As the face of the local NAACP office, Rochelle says she's heard more than an earful from parents about the recent videos online. There was the ugly internet post by Leesville Road Middle schoolers chanting, "KKK, KKK", and other racial slurs. Plus, the video of an African-American student at Wake Forest High suspended after he says he retaliated against a white student who'd been relentlessly bullying him because he was black.

Rochelle says she emailed and hand-delivered a request to meet with Wake County Public Schools Superintendent Dr. Jim Merrill to discuss the district's plans to respond.

"The community kept calling and pushing, saying, 'OK Rev., what has Dr. Merrill said? Did he respond? How long are you going to wait?' " Rochelle said.

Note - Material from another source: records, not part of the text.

PR #764, opened 2020-06-23
M2P-104 Call configure() with promises when we know cart will be updating soon

vitaliyreznikov:
If user updated carts (add discount / change quanity / remove item) and click bolt checkout right after that user can see checkout with old cart.
It happens because of magento didn't update cart yet.
In this PR we are fixing it by calling configure() with promises in all cases when we know cart will be updated in a next few seconds.

If user clicks bolt button before promises are resolved user just waits for resolve. 

Fixes: [M2P-104]

#changelog M2P-104 Call configure() with promises when we know cart will be updating soon

# Type of change

# How Has This Been Tested?

# For PR Reviewer 

# Checklist:

### DIFF
--- a/view/frontend/templates/js/replacejs.phtml
+++ b/view/frontend/templates/js/replacejs.phtml
@@ -1878,7 +1878,6 @@ if (!$block->isSaveCartInSections()) { ?>
                         if (waitingForResolvingPromises && !boltConfig.always_present_checkout) {
                             cartBarrier.resolve(cart);
                             hintBarrier.resolve(hints);
-                            waitingForResolvingPromises = false;
                         } else {
                             if (boltConfig.always_present_checkout) {
                                 boltCheckoutConfig = (cart.orderToken && cart.orderToken !== "") ? {floatingButtonMode: newItemAddedToCart ? "show_cart" : "show_cart_on_hover" } : {};
@@ -1887,6 +1886,7 @@ if (!$block->isSaveCartInSections()) { ?>
                             // reconfigure bolt checkout with new values
                             BC = BoltCheckout.configure(cart, hints, callbacks, boltCheckoutConfig);
                         }
+                        waitingForResolvingPromises = false;
                         oldBoltCartValue = JSON.stringify(cart);
 
                         // open the checkout if auto-open flag is set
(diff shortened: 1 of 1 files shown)


vitaliyreznikov:
Hey Leon. Three points where we don't see eye to eye:

> adding over 1000 lines of code
We added lines only for safety reasons to have the ability to use old code. We remove them right after we launch release

>you've reported that the speed of the code has been reduced by over 2x. 
I haven't reported that speed of the code has been reduced by 2x.
Speed was increased in most cases because we call bolt server much less often.
In one specific case speed was reduced

> Additionally, the code complexity is increasing.
Now we have one entry point - magento section updates - so code became to be more logical.

view/frontend/templates/js/replacejs.phtml
```diff
@@ -1695,9 +1695,37 @@ if (!$block->isSaveCartInSections()) { ?>
...
+        var callConfigureWithPromises = function() {
+            cartBarrier = boltBarrier();
+            hintBarrier = boltBarrier();
+            BC = BoltCheckout.configure(cartBarrier.promise, hintBarrier.promise, callbacks);
+            waitingForResolvingPromises = true;
+            countConfigureCalls++;
+            var localCallNumber = countConfigureCalls;
+            // invalidate bolt cart if we didn't resolve promises for some reasons
+            setTimeout(function () {
+                if (waitingForResolvingPromises && (localCallNumber === countConfigureCalls)) {
```
njfaries, line 1714: Not understanding the exact purpose of the second comparison here. @vitaliyreznikov can you explain?

matt-thomason:
@mccottry I agree regarding the speed and aloofness we have packed things into this release. After discussions in slack though, we've decided to try and roll forward with this particular approach: https://boltpay.slack.com/archives/CQ864R9JQ/p1592925633397900

We've been discussing in parallel over slack and in other areas - after we figure out this release we'll run a post-mortem and make sure we implement controls to ensure situations like this don't happen in the future.

view/frontend/templates/js/replacejs.phtml
vitaliyreznikov: If, for example we call this function twice with an interval of 3 seconds we don't want the first call invalidates cart because the second call still works and we are waiting for the result.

Two weeks later, Rochelle has not received a response from the superintendent's office. ABC11 reached out to WCPSS to ask why not.

"Ms. Rochelle has spoken to members of our Board of Education. (The superintendent reports directly to our board.) In turn, the board directed the Superintendent to provide an update to the community and a plan to address the issue," Lisa Luten, WCPSS spokesperson said in a statement to ABC11.


The district says that's exactly what happened at last Tuesday's school board work session when Rodney Trice, the Assistant Superintendent of Equity Affairs, addressed the board about the incidents.

"We felt it was critically important to engage our principals, our teachers in a courageous conversation about race," Trice told reporters last week.

That is not what the civil rights leader had in mind.


"That conversation is being held between them, apparently, the school system, the principals and the teachers," Rochelle said. "We want to meet. There are things we need to say at the table, not in a school board meeting. That's what we are asking for."

Rochelle says the more recent high-profile incidents of race-based bullying are just the tip of an iceberg that has been growing for years. If and when she gets her sit-down meeting with Merrill, she says wants to propose concrete changes to confront the problem.